[Saved data entries]
PR #2362, opened 2023-11-12
improve buffer URI format

rchl:
Per discussion in https://github.com/sublimelsp/LSP/pull/2360, change the URI format for unsaved files so that the part after the `scheme` is parsed as a path and not as an `authority` (`netloc` in python).

Shouldn't really affect anything (neither fix the Pyright issue) but seems like a more correct thing to do.

(Also workarounds the issue with `urlparse` failing to parse the URI correctly when path starts with numbers - add `View-` prefix).

### DIFF
--- a/plugin/core/url.py
+++ b/plugin/core/url.py
@@ -26,7 +26,7 @@ def filename_to_uri(file_name: str) -> str:
 def view_to_uri(view: sublime.View) -> str:
     file_name = view.file_name()
     if not file_name:
-        return "buffer://{}".format(view.buffer_id())
+        return "buffer:View-{}".format(view.buffer_id())
     return filename_to_uri(file_name)
 
 
--- a/tests/test_url.py
+++ b/tests/test_url.py
@@ -70,4 +70,4 @@ class MultiplatformTests(unittest.TestCase):
         view.file_name = unittest.mock.MagicMock(return_value=None)
         view.buffer_id = unittest.mock.MagicMock(return_value=42)
         uri = view_to_uri(view)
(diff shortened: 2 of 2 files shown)


jwortmann:
> Might be better to change the format to `buffer:view-<id>` or something like that rather than adding a workaround for urllib.

This prefix is also just a workaround for the urllib bug, it's just a different one.

Actually it is the buffer ID, not the view ID. I can push my test changes from yesterday so that we could compare; I think I'd slightly prefer the other (explicit) workaround, and it might improve a few other places in the code too. But I'm not sure yet.

plugin/core/url.py
```diff
@@ -26,7 +26,7 @@ def filename_to_uri(file_name: str) -> str:
 def view_to_uri(view: sublime.View) -> str:
     file_name = view.file_name()
     if not file_name:
-        return "buffer://{}".format(view.buffer_id())
+        return "buffer:View-{}".format(view.buffer_id())
```
jfcherng, line 29: Not `Buffer-` prefix? 🤪

jwortmann:
Two reasons why I probably prefer the other approach:

- The underlying bug is that urllib can't parse the `buffer:123` format correctly, and not that the format would be invalid somehow. So I think the fix/workaround should be for the parsing, and not to modify the URI format.
- We should keep in mind what might be a potential format that could natively be used by ST in the future (even if it might never be added): https://github.com/sublimehq/sublime_text/issues/3742
  I assume that `buffer:123` should be more likely than `buffer:Buffer-123`.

## About this task
A faithful retyping of every entry above is the task.

## Task solution
PR #2362, opened 2023-11-12
improve buffer URI format

rchl:
Per discussion in https://github.com/sublimelsp/LSP/pull/2360, change the URI format for unsaved files so that the part after the `scheme` is parsed as a path and not as an `authority` (`netloc` in python).

Shouldn't really affect anything (neither fix the Pyright issue) but seems like a more correct thing to do.

(Also workarounds the issue with `urlparse` failing to parse the URI correctly when path starts with numbers - add `View-` prefix).

### DIFF
--- a/plugin/core/url.py
+++ b/plugin/core/url.py
@@ -26,7 +26,7 @@ def filename_to_uri(file_name: str) -> str:
 def view_to_uri(view: sublime.View) -> str:
     file_name = view.file_name()
     if not file_name:
-        return "buffer://{}".format(view.buffer_id())
+        return "buffer:View-{}".format(view.buffer_id())
     return filename_to_uri(file_name)
 
 
--- a/tests/test_url.py
+++ b/tests/test_url.py
@@ -70,4 +70,4 @@ class MultiplatformTests(unittest.TestCase):
         view.file_name = unittest.mock.MagicMock(return_value=None)
         view.buffer_id = unittest.mock.MagicMock(return_value=42)
         uri = view_to_uri(view)
(diff shortened: 2 of 2 files shown)


jwortmann:
> Might be better to change the format to `buffer:view-<id>` or something like that rather than adding a workaround for urllib.

This prefix is also just a workaround for the urllib bug, it's just a different one.

Actually it is the buffer ID, not the view ID. I can push my test changes from yesterday so that we could compare; I think I'd slightly prefer the other (explicit) workaround, and it might improve a few other places in the code too. But I'm not sure yet.

plugin/core/url.py
```diff
@@ -26,7 +26,7 @@ def filename_to_uri(file_name: str) -> str:
 def view_to_uri(view: sublime.View) -> str:
     file_name = view.file_name()
     if not file_name:
-        return "buffer://{}".format(view.buffer_id())
+        return "buffer:View-{}".format(view.buffer_id())
```
jfcherng, line 29: Not `Buffer-` prefix? 🤪

jwortmann:
Two reasons why I probably prefer the other approach:

- The underlying bug is that urllib can't parse the `buffer:123` format correctly, and not that the format would be invalid somehow. So I think the fix/workaround should be for the parsing, and not to modify the URI format.
- We should keep in mind what might be a potential format that could natively be used by ST in the future (even if it might never be added): https://github.com/sublimehq/sublime_text/issues/3742
  I assume that `buffer:123` should be more likely than `buffer:Buffer-123`.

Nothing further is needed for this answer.